I asked my 18 brothers and sisters and they didn’t know either!





(I bet that one got a rise out of you guys!) :roflmao:

Oldfart 03-28-2017 12:55 AM

Yep.

dicksbro 03-28-2017 01:59 AM

Assaulted
 
A girl called the police department and reported that she had been assaulted.

The officer who answered the phone, asked, "When did this happen?"

She replied, "Last week."

The police then asked, "Why did you wait until now to report it?"

Well," she said. "I didn`t know that I was assaulted until the check bounced."

:yikes:

PantyFanatic 04-04-2017 02:45 PM

A man and a woman were having a quiet, romantic dinner in a fine restaurant in Toronto.


They were gazing lovingly at each other and holding hands.


The waitress, taking another order at a table a few steps away, suddenly noticed the woman slowly sliding down her chair, under the table and under the table cloth but the man stared straight ahead.


The waitress watched as the woman slid all the way down her chair and totally out of sight under the tablecloth. Still, the man stared straight ahead.


The waitress, thinking this behavior a bit risqué and worried that it might offend other diners, went over to the table and, tactfully, began by saying to the man: "Pardon me , but I think your wife just slid under the table."
The man calmly looked up at her and said:

"No, she didn't .......... she just walked in." :yikes:

dicksbro 04-04-2017 06:31 PM

^^^^ See, good reasons are possible for just about anything. :)

PantyFanatic 04-30-2017 01:19 PM

Prison Escapee
 
A man escapes from a prison where he's been locked up for 15 years.
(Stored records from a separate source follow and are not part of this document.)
PR #3797, opened 2021-07-08
Disallow attester search for all domains when * as specified #3563

### LINKED ISSUE #3563: allow a wildcard * in disallow_attester_search_for_domains
Currently, we match domains exactly, eg `disallow_attester_search_for_domains: ["example.com"]`. I'd like to update this so that value `*` simply means disallow searching on all.

We don't have to support more complicated patterns like `*.domain.com` or `test.*.domain.com` - that's out of scope.

rrrooommmaaa:
This PR disallows attester search alltogether if one of the entries is '*'

close #3563

- Tests added or updated

### To be filled by reviewers

- [ ] is documented clearly and usefully, or doesn't need documentation -> issue for docs filed separately https://github.com/FlowCrypt/flowcrypt-docs/issues/161

### DIFF
--- a/extension/js/common/org-rules.ts
+++ b/extension/js/common/org-rules.ts
@@ -172,8 +172,15 @@ export class OrgRules {
    * This is because they already have other means to obtain public keys for these domains, such as from their own internal keyserver
    */
   public canLookupThisRecipientOnAttester = (emailAddr: string): boolean => {
-    const forbidden = ['*', Str.getDomainFromEmailAddress(emailAddr) || 'NONE'];
-    return !(this.domainRules.disallow_attester_search_for_domains || []).some(domain => forbidden.includes(domain));
+    const disallowedDomains = this.domainRules.disallow_attester_search_for_domains || [];
+    if (disallowedDomains.includes('*')) {
+      return false;
+    }
+    const userDomain = Str.getDomainFromEmailAddress(emailAddr);
+    if (!userDomain) {
+      throw new Error(`Not a valid email ${emailAddr}`);
+    }
+    return !disallowedDomains.includes(userDomain);
   }
 
   /**
--- a/extension/js/common/org-rules.ts
+++ b/extension/js/common/org-rules.ts
@@ -172,7 +172,8 @@ export class OrgRules {
    * This is because they already have other means to obtain public keys for these domains, such as from their own internal keyserver
    */
   public canLookupThisRecipientOnAttester = (emailAddr: string): boolean => {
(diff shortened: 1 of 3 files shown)


extension/js/common/org-rules.ts
```diff
@@ -172,7 +172,8 @@ export class OrgRules {
    * This is because they already have other means to obtain public keys for these domains, such as from their own internal keyserver
    */
   public canLookupThisRecipientOnAttester = (emailAddr: string): boolean => {
-    return !(this.domainRules.disallow_attester_search_for_domains || []).includes(Str.getDomainFromEmailAddress(emailAddr) || 'NONE');
+    const forbidden = ['*', Str.getDomainFromEmailAddress(emailAddr) || 'NONE'];
```
tomholub, line 175: I know it's a nitpick but could we dumb down the code a bit? :-) The original code was already not ideal but ok for the simple functionality, but now it's getting a bit harder for me to follow. For example:

```ts
  public canLookupThisRecipientOnAttester = (emailAddr: string): boolean => {
    const disallowedDomains = this.domainRules.disallow_attester_search_for_domains || [];
    if(disallowedDomains).includes('*')) {
      return false;
    }
    const userDomain = Str.getDomainFromEmailAddress(emailAddr);
    if(!userDomain) {
      ??? I wonder if we should throw here?
    }
    return !(disallowedDomains).includes(userDomain);
  }
```

It's more verbose, but easier to follow.

tomholub (commented):
Thank you! See an opportunity for added clarity below.

extension/js/common/org-rules.ts
rrrooommmaaa: Done

tomholub (approved):
Thank you!

rrrooommmaaa:
looks like it broke one of the tests

tomholub:
Yes, and I stupidly force-merged it thinking it was just the Gmail tests

rrrooommmaaa:
So, we actually stumbled on a situation when `lookupFingerprint()` is called.
Do we need to disallow searching by fingerprint too?
Also, do we need to look into the downloaded pubkey to find an email in the subject to check whether its domain is allowed for attester search?

tomholub:
>  Do we need to disallow searching by fingerprint too?

If `*` is specified then yes, don't call Attester even by fingerprint.

>  Also, do we need to look into the downloaded pubkey to find an email in the subject to check whether its domain is allowed for attester search?

We could file an issue for this to worry about later. It's a fair question.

He
breaks into a house to look for money and guns. Inside, he finds a young
couple in bed. He orders the guy out of bed and ties him to a chair. While
tying the homeowner's wife to the bed, the convict gets on top of her,
kisses her neck, then gets up and goes into the bathroom.

While he's in there, the husband whispers over to his wife: "Listen, this
guy is an escaped convict. Look at his clothes! He's probably spent a lot of
time in jail and hasn't seen a woman in years. I saw how he kissed your
neck. If he wants sex, don't resist, don't complain... do whatever he tells
you. Satisfy him no matter how much he nauseates you. This guy is obviously
very dangerous. If he gets angry, he'll kill us both. Be strong, honey. I
love you!"

His wife responds: "He wasn't kissing my neck. He was whispering in my ear.
He told me that he's gay, thinks you're cute, and asked if we had any
Vaseline. I told him it was in the bathroom. Be strong honey. I love you,
too!"
:kissass:

dicksbro 05-01-2017 02:33 AM

:yikes:

:roflmao:

PantyFanatic 05-03-2017 01:46 PM

Grins and Snickers

I was in the six item express lane at the store quietly fuming.
Completely ignoring the sign, the woman ahead of me had
slipped into the check-out line pushing a cart piled high with
groceries. Imagine my delight when the cashier beckoned
the woman to come forward looked into the cart and asked
sweetly, "So which six items would you like to buy?"

:)

dicksbro 05-04-2017 03:54 AM

:roflmao: It is disgusting when someone does that, isn't it?